This article was written by Jessica VanderKolk, Communications Manager for the City of Battle Creek. Jessica wrote this article as part of the Crisis Management Cohort with Drucker Institute. Read all the articles from the cohort. Connect with Jessica on email, Twitter, or LinkedIn.
I am Jessica VanderKolk, Communications Manager for the City of Battle Creek – the Cereal City and home of Kellogg’s world headquarters – in southwest Michigan. You may know me from the Morning Buzz schedule, #CityHallSelfie #CityHomeSelfie day and #localgov #socialgov Twitter.
Our city has experienced a variety of crises in the last three years. We worked through a system-wide drinking water advisory, two system-wide boil water advisories, and now the COVID-19 pandemic. In that time, I have worked to educate myself through FEMA’s Incident Command and Public Information Officer training and felt thrilled to join ELGL’s Crisis Management Cohort.
While we would all like to think 2020 has peaked with its crisis offerings, we also know it is only a matter of time before we find ourselves in the middle of another community response. A lesson and exercise in this cohort about preempting crises intrigued me, and I considered some plans I can develop to help with our boil water advisories, in particular.
My goal is to provide more education to our community when we are NOT in crisis. Water main breaks are a regular occurrence anyway, but a full-system impact naturally scales up the number of questions – Is it OK to shower? Can I do laundry? Why is my water brown? If we share regular informational campaigns about what the advisory means and answer those questions, it might help calm fears, and arm people with the knowledge they need when the neighborhood (or larger) break and advisory strike again.

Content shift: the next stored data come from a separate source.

Issue #537, opened 2017-05-06
Faster type checking with forked process


piotr-oles:
Hi everyone!
I've created webpack plugin: [fork-ts-checker-webpack-plugin](https://github.com/Realytics/fork-ts-checker-webpack-plugin) that plays nicely with `ts-loader`. The idea is to compile project with `transpileOnly: true` and check types on separate process (async). With this approach, webpack build is not blocked by type checker and we have semantic check with fast incremental build. More info on github repo :)
So if you like it and you think it would be good to add some info in README.md about this plugin, I would be greatful.
Thanks :)

johnnyreilly:
Thanks for letting us know! This sounds really useful / interesting. Assuming there's no gotchas then I think adding documentation about this to ts-loader could be a good idea.

When I get some time I'd like to have a play with this and reply back to you. Thanks!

I am a storyteller by nature – and education – so I am eager to develop a series of videos, graphics, and more to share this information. These also will be reference points I can share with our community as needed, instead of answering as many individual questions and messages.
One of our most difficult cohort lessons, but arguably one of the most important, was about planned abandonment. I have never developed a NOT-to-do list, and the colleagues I asked could not think of a task I do that wastes others’ time.

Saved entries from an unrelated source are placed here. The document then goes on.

PR #547, opened 2017-05-21
Fixes #336. Add happypack compatibility mode

### LINKED ISSUE #336: HappyPack with ts-loader.
I'm trying to use HappyPack with ts-loader, and it seems to be working fine in `transpileOnly` mode if I remove lines:

https://github.com/TypeStrong/ts-loader/blob/v0.9.5/index.ts#L346
https://github.com/TypeStrong/ts-loader/blob/v0.9.5/index.ts#L718
https://github.com/TypeStrong/ts-loader/blob/v0.9.5/index.ts#L763

For me it is fine to remove L346 and L718 because I have tsc running in the background in typecheck mode. I wonder what are the implication of L763.

Also do you think it is possible to do some change to make it work out of the box without local patching of ts-loader.

see also https://github.com/amireh/happypack/issues/33

aindlq:


johnnyreilly:
This is brilliant! Thanks​! Do you know why the test is failing?

aindlq:
forgot to add happypack as a dependency, should be ok with the next run

johnnyreilly:
Cool - thanks!  Just doing some tweaks

johnnyreilly:
This looks good - let's merge!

However, I am a communications staff of one, with an unsustainable to-do list, and many new ideas I want to develop. While I have some help with day-to-day tasks, I often feel like I can’t ever catch up, let alone try something new. What to do?!
During the COVID crisis, I have stopped doing some things that likely won’t come back in the same way, if at all. Our city uses Priority Based Budgeting, and ranking my communication programs through this cohort gave me some unexpected ideas of responsibilities I could empower others to take on. This would give me time and space for some of those new ideas.
I am also encouraged and motivated to protect my time and manage expectations from my city team. A process I am in the early stages of abandoning is checking my email immediately, every time a new message pings. This can interrupt my workflow and focus, and sets the expectations that I will always reply immediately, and can address someone’s needs immediately. There is nothing like a crisis to drive home how difficult it is to maintain this process and keep one’s sanity.
On some recent days taking a break from work, my first in 2020, I took the obvious, yet epiphanous, step of turning off the work email notifications to my phone and smartwatch. I recently picked up this tip from a local government peer and, with the hope of protecting my mental health, changed that setting. As someone with a 24/7 role, this seemingly small move felt incredibly freeing.
The pandemic has rocked our worlds so drastically, and this cohort experience gave me a thoughtful way to process that, and brainstorm on my own, and with a great group of peers, on how to keep moving forward.